- Supreme Court of Canada

Hearing: February 4, 1993 Judgment: September 30, 1993
- Full case name: Her Majesty The Queen v Henry Morgentaler
- Citations: [1993] 3 S.C.R. 463, 125 N.S.R. (2d) 81, 107 D.L.R. (4th) 537, 85 C.C.C. (3d) 118, 25 C.R. (4th) 179
- Docket No.: 22578
- Prior history: Judgment for the accused in the Nova Scotia Court of Appeal
- Ruling: appeal dismissed

Holding
- Nova Scotia regulations regarding abortion were ultra vires the legislature of the province as criminal law.

Court membership
- Chief Justice: Antonio Lamer Puisne Justices: Gérard La Forest, Claire L'Heureux-Dubé, John Sopinka, Charles Gonthier, Peter Cory, Beverley McLachlin, Frank Iacobucci, John C. Major

Reasons given
- Unanimous reasons by: Sopinka J.

Laws applied
- Constitution Act, 1867, s. 91(27)

= R v Morgentaler (1993) =

R v Morgentaler is a decision by the Supreme Court of Canada invalidating an attempt by Nova Scotia to restrict access to abortions in that province. This followed the 1988 decision R. v. Morgentaler, which had struck down the federal abortion law as a breach of section 7 of the Canadian Charter of Rights and Freedoms. In 1993, the Supreme Court held that the provincial regulations were a type of criminal law, outside provincial jurisdiction under the Constitution Act, 1867, and therefore invalid. That Act assigns criminal law exclusively to the federal Parliament of Canada.

==Background==
Having won his case in R v Morgentaler, abortion rights activist Henry Morgentaler planned to open an abortion clinic in Nova Scotia. The provincial government responded by passing legislation that would outlaw such clinics (as a provincial offence) and limit abortions to recognized hospitals. This regulation was not limited to abortion but also covered liposuction and other procedures; indeed, the provincial government stated it was merely fighting the privatization of the health care system (since Morgentaler's clinics were private). The penalty set out in the legislation would be a fine of between $10,000 to $50,000. Undaunted, Morgentaler went ahead and opened his clinic, supposedly to receive potential patients for his other clinics outside Nova Scotia. Eventually, however, Morgentaler informed the press that he had indeed carried out abortions in his Nova Scotia clinic. The government charged him for this, but Morgentaler challenged the constitutionality of the law.

==Ruling==
Upon receiving the issue, the Supreme Court declined to decide the case on the basis of the Charter and limited itself to the federalism issue. Even here, the Court limited itself by not considering the issue of whether abortion relates to peace, order and good government, which would definitely make it federal jurisdiction. Justice John Sopinka, writing for a unanimous Court, simply agreed with the argument that these specific abortion regulations, rather than being a valid provincial regulation of hospitals and medicine, instead constituted an invalid criminal law. As a result, all of these regulations were struck down, including the ones not dealing with abortion.

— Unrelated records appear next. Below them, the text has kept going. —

PR #25517, opened 2020-07-14
[Quantization] Skip collecting out threshold for output tensor of which the type is not fp32 or fp64

juncaipeng:
### PR types

Bug fixes
### PR changes

Others
### Describe

Skip collecting out threshold for output tensor of which the type is not fp32 or fp64

### DIFF
--- a/python/paddle/fluid/contrib/slim/quantization/quantization_pass.py
+++ b/python/paddle/fluid/contrib/slim/quantization/quantization_pass.py
@@ -1442,6 +1442,10 @@ class OutScaleForTrainingPass(object):
         for op in target_ops:
             for output_var_name in _get_op_output_var_names(op):
                 in_node = graph._find_node_by_name(op.outputs, output_var_name)
+                if in_node.dtype() not in \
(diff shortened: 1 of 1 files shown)


python/paddle/fluid/contrib/slim/quantization/quantization_pass.py
```diff
@@ -1548,15 +1552,17 @@ def apply(self, graph):
                 for var_name in var_names:
                     # For compatibility, we save output threshold by two methods.
                     scale_name = self._scale_name(var_name)
-                    scale_v = np.array(
-                        self._scope.find_var(scale_name).get_tensor())[0]
-                    op_node.op()._set_attr("out_threshold", float(scale_v))
+                    scale_var = self._scope.find_var(scale_name)
+                    if scale_var is None:
```
wzzju: Add some warnings before `continue`.

juncaipeng: Done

The Court began by noting that the legislation was always meant to target specific services, and above all else abortion. In considering the law's pith and substance, this raised the question of whether the provincial government's true motives for enacting the legislation was not to regulate hospitals or medicine, but to limit what it saw as "the socially undesirable conduct of abortion" (which would be a criminal law function). The Court also noted that in Morgentaler v The Queen (1975), it had been found that the abortion law later struck down in 1988 had been criminal law, and as such it had been appropriately passed by Parliament as opposed to by a provincial legislature. This also raised the question of whether abortion laws are designed to deal with "socially undesirable conduct." The Court then quoted Nova Scotia's Hansard, which reinforced the notion that the provincial government saw Morgentaler's clinics as a "public evil which should be eliminated" and minimized the argument that the law had been meant to combat privatization.

The Court observed that the fines were serious penal considerations, a typical feature of criminal law.

The provincial regulations were also ruled to be very similar to the federal abortion law struck down in 1988 (although Nova Scotia did not resurrect the Therapeutic Abortion Committees of the federal law). The similarities were problematic to the provincial law, since similarities between provincial laws and laws in the Criminal Code have, in the past, led to provincial laws being struck down as ultra vires the provincial governments.

==Commentary==
In his book Constitutional Law of Canada, constitutional scholar Peter Hogg referred to this Morgentaler decision as "remarkable," noting that the regulation of the procedures besides abortion had been struck down after the Court had referred to them as a "smokescreen" for the "true purpose of the legislation." In Hogg's view, the Court had done this under the doctrine of colourability, which holds that a law designed to look like it was enacted within the powers of the relevant legislative body, but in fact attempting to regulate a matter within another level of government's authority, should be struck down. The Court, however, had emphasized pith and substance, and stated that it did not employ the colourability doctrine in this particular case.